Es domingo. Y no un domingo cualquiera. Nada más clarear el día se oyen voces en la calle. Suenan extrañas, diferentes, sin estridencias. Son los primeros niños y niñas que salen de sus casas después de seis semanas, seis, de confinamiento. Hasta ahora su vida había quedado reducida a sus habitaciones o estancias comunes entre las paredes de las viviendas, junto a sus hermanos y sus padres. Pocos, con sus abuelos. Apenas habían tenido la oportunidad de asomarse a los balcones y a las terrazas de sus edificios. Con mucha suerte, a los patios de casa baja, quienes pudieran disfrutar de ellos. Por eso este es un día especial ya que, al menos durante una hora, han vuelto a reencontrarse con el exterior. Y la verdad es que es el primer síntoma, después de muchos días de oscuridad y de falta de perspectiva, de que hay alguna señal de luz al final del pasillo, al final del túnel de esta pandemia que nos ha cambiado la vida.
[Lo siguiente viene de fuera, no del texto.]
PR #849, opened 2020-01-25
Styling changes

trvrb:
This PR does:
1. Makes min map zoom slightly wider to better fit the globe in a grid view
2. Hides sidebar if window path contains `gisaid`
3. Always puts `author` in the tip hover panel

(2) Should be revisited to allow sidebar state in the URL, but I think this is a good solution for the time being.

### DIFF
--- a/src/components/main/index.js
+++ b/src/components/main/index.js
@@ -52,6 +52,9 @@ class Main extends React.Component {
       showSpinner: !(this.props.metadataLoaded && this.props.treeLoaded)
     };
     analyticsNewPage();
+    if (window.location.pathname.includes("gisaid")) { // TODO fix this hack by moving sidebar state to URL
+      this.state.sidebarOpen = false;
+    }
   }
   static propTypes = {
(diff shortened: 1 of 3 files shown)


dpark01:
Hi @trvrb -- out of curiosity, what was the motivation for hiding the sidebar if the window path contains `gisaid`?

trvrb:
@dpark01 ---

This was at the request of GISAID to make https://www.gisaid.org/epiflu-applications/next-hcov-19-app/ work nicely via an iFrame. They link to https://nextstrain.org/ncov/gisaid, which is exactly https://nextstrain.org/ncov except dropping the title. We didn't mean for this to catch things like https://auspice.broadinstitute.org/sars-cov-2/boston/gisaid-4k. We should narrow down the regex URL match.

cmloreth:
Hi @trvrb just wondering if there were any updates on being able to narrow down the regex URL match for paths containing gisaid? thanks!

No han faltado adultos que dieran mal ejemplo frente a las condiciones establecidas para salir a la calle. Maldita expresión para aplicar esta jornada aquello de donde fueres, haz lo que vieres, porque nuestra gente menuda actúa siguiendo los modelos que les aportamos los mayores. Por mucho que les intentemos entrar en razón con nuestros discursos, al final son las prácticas las que mejor enseñan unos comportamientos u otros. Sin ir más lejos, ya está bien de reclamar que resuelvan los problemas con diálogo cuando nosotros somos incapaces de reconocer al otro un mínimo de credibilidad en el sentido de que posea una opinión distinta a la nuestra. O de que alcancen acuerdos en sus peleas, cuando nosotros pensamos que ceder en una u otra posición es un síntoma de debilidad.
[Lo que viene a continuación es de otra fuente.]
PR #852, opened 2020-01-27
Fix bugs in redux state of pathname

### LINKED ISSUE #851: back button broken for community dataset pages in certain situations
This bug can be reproduced via the following steps:
1. Go to https://nextstrain.org/community/jameshadfield/basel-flu (or any community URL where a "default" dataset is not present)
2. Load one of the listed datasets
3. click the back button
4. The listed datasets are for the core source, not the community source.

jameshadfield:
We were getting bugs due to the redux state of `general.pathname` set to `undefined` when it shouldn't be as a result of `PAGE_CHANGE` actions with no `action.path` data. This resulted in incorrect API requests and the display of results which didn't match the URL.

This should close #851 but needs more testing via nextstrain.org

### DIFF
--- a/src/reducers/general.js
+++ b/src/reducers/general.js
@@ -20,11 +20,14 @@ const general = (state = {
 }, action) => {
   switch (action.type) {
     case types.PAGE_CHANGE:
-      return Object.assign({}, state, {
-        pathname: action.path,
+      const stateUpdate = {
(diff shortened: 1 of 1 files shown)


jameshadfield:
Tested locally (auspice) & on nextstrain (using review app)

No sé si les ha pasado a ustedes, pero hasta esta semana tenía una sensación extraña de no ser capaz de ver una mínima señal de luz en mitad del túnel de esta crisis sanitaria. El nivel de angustia personal se iba acelerando con las cifras de contagiados y muertos de cada día, los errores de comunicación de los gobiernos, el enfrentamiento entre partidos políticos y administraciones y las noticias sobre la pérdida de puestos de trabajo. A ello se sumaban los casos de personas conocidas afectadas por el cierre de negocios, la falta de horizonte en el proyecto de estudios de nuestros hijos y toda la retahíla de perspectivas negativas para uno y otro sector económico.

Bien es verdad que saber que no había personas afectadas entre los familiares y amigos más cercanos (salvo alguna excepción) otorgaba un margen amplio para continuar con las recomendaciones de las autoridades sanitarias. Hemos aprendido a marchas forzadas a adaptar nuestras casas a la nueva situación, a plantearnos en serio el teletrabajo y a darnos cuenta de que, de cualquier situación, por más extraordinaria que sea, podemos aprender y evaluar con diferentes perspectivas todo lo que tenemos, todo lo que somos y a lo que prestamos valor. La salida a la calle de nuestros niños y niñas ha tenido que ser, en definitiva, el instante más preciado para contemplar que hay esperanza para la desescalada. Sin perder la perspectiva de lo vulnerables que somos ante las consecuencias de un virus capaz de cambiar el mundo en menos de dos meses. Niños, vamos a la calle.